Me quedé helada. Esa voz. Aquella voz fría y contundente, pero profunda era la de mi sueño. La que había clavado sus alargadas y afiladas uñas en mi cuello. Un amarga electricidad cruzó de hito a hito mi cuerpo. Miré a Leo quien se retorcía en el suelo agonizante.
– Quiero que le ayudéis. Por eso he venido aquí – me temblaban las manos.
– Oh, ya lo sé. He sido informado de tus condiciones. De momento te enseñaremos tu nueva habitación, los componentes del consejo tienen que llegar aún de sus respectivos países y tardarán unos pocos días.
– ¡No! No quiero dormir en este sitio. – el corazón me latía como nunca, como un pequeño potro corriendo.
– Me parece que no estás en posición de negarte – alzó la mano señalando a Leo.
– Emily... vete de... ¡AQUÍ! – la última palabra sonó como un terrible gruñido de león. Caminé hacia atrás. Dios santo, ¿en qué bestia horrible se estaba convirtiendo? ¿Qué podía hacer? Tanto Leo como yo estábamos metidos en esto, por cualquier razón que tuviera que ver con nuestros padres, pero ahora eramos nosotros los que sufriríamos las consecuencias. No podía desentenderme de Leonard, no podía.
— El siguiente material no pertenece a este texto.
PR #1020, opened 2022-05-17
Korean translation added

0sophy1:
Korean translation on-boarded!

## Changes
Added Korean translation and TL onboarded


0sophy1:
It's so strange that I only changed LOCALIZATION_CONTRIBUTORS's file

techtolentino (approved):
@0sophy1 - this isn't your fault, it's an internal problem where we've met our storage quota for branch deploys... 

I think your PR is fine.

Approved!

🚢

PR #1033, opened 2022-05-18
Added German translation

0sophy1:
Added @TMuehge and German

He already joined gitlocalize


veenaiyuri:
@0sophy1 Hi Sophy, thanks for your support. It is important that @TMuehge opens a PR himself to add his name to the LOCALIZATION_CONTRIBUTORS list.

PR #1039, opened 2022-05-19
Nano: fix notebooks on commit

frankharkins:
## Changes

Instead of raising an error, commits now silently fix the notebook SVGs and metadata on commit.

## Reason

Without this change, Nano will run checks and block commits on any staged notebooks. Running `npm run test:nb:fix` only fixes notebooks in `scripts/content_checks/notebook_paths.txt`, meaning contributors have to modify `notebook_paths.txt`, or manually edit the metadata.


techtolentino (commented):
I like what this is doing, @frankharkins 

Do you have thoughts on how I could test this locally, to see it silently fixing?

frankharkins:
You could edit a notebook with Jupyter notebook, save it, then view the diff to see the changed metadata. Then stage, commit, and check the diffs between the commits.

For the SVGs you'll need to set your output type to SVG by running `%config InlineBackend.figure_formats = ['svg']` in the notebook (or [change it permanently](https://learn.qiskit.org/course/ch-prerequisites/environment-setup-guide-to-work-with-qiskit-textbook)), and follow the same process.

techtolentino (approved):
Thanks for this @frankharkins 

I was able to get this working locally.

**Note:** I had to use `pip3` for installing the dependencies... and it worked after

– Me quedo – seguía escuchando los gritos de Leonard. Me dolía la cabeza. Dos hombres corpulentos vestidos con unas largas túnicas rojas y botas de piel desgastada lo cogieron por los hombros y le ataron a la boca una tela. Desaparecieron tras una puerta de hierro que se escondía tras el hueco de la escalera – ¿Dónde lo llevan? – pregunté con nerviosismo.
– Tranquila, cuidarán bien de él. Ya verás. Durante unos días tu amigo Leonard va estar algo... cómo decirlo... agresivo. Así que es más seguro para todos que esté en las mazmorras. – contestó Vlad – Ve con Abdiel, él te mostrará tu habitación. Vamos – cuando me di cuenta ya estaba detrás mío, y me empujaba escaleras arriba, junto a Abdiel.

Abdiel hizo una reverencia y me dejó pasar. Me condujo escaleras arriba hasta llegar unos dos pisos más arriba. Cruzamos un largo y no muy amplio pasillo con lámparas de aceite. No había mucha iluminación. Me estaba preguntando cómo podría huir de ese laberinto de castillo si fuera necesario.
– Por cierto, – di un pequeño saltito del susto que me llevé – en tu habitación dejaron un vestido. Esta noche, como tantas otras, tenemos una fiesta con algunos otros amigos.
– No tengo ganas de fiestas. – dije con contundencia. Abrí la puerta y cuando iba a cerrarla su bota se paró en el hueco que quedaba entre la puerta y el pasillo.
– No olvides lo que te ata aquí. – le miré con ira. Mis dedos apretaron la puerta con fuerza. Apartó el pie y cerré de un portazo.
Corrí hacia la cama y me lancé. Mis ojos sintieron un escozor... ese escozor. Y entonces me di cuenta que estaba llorando. Esto me superaba en creces. En ese momento recordé. Introduje mi mano en el bolsillo derecho y extraje mi móvil, el cual no solía utilizar demasiado. Marqué un número rápidamente.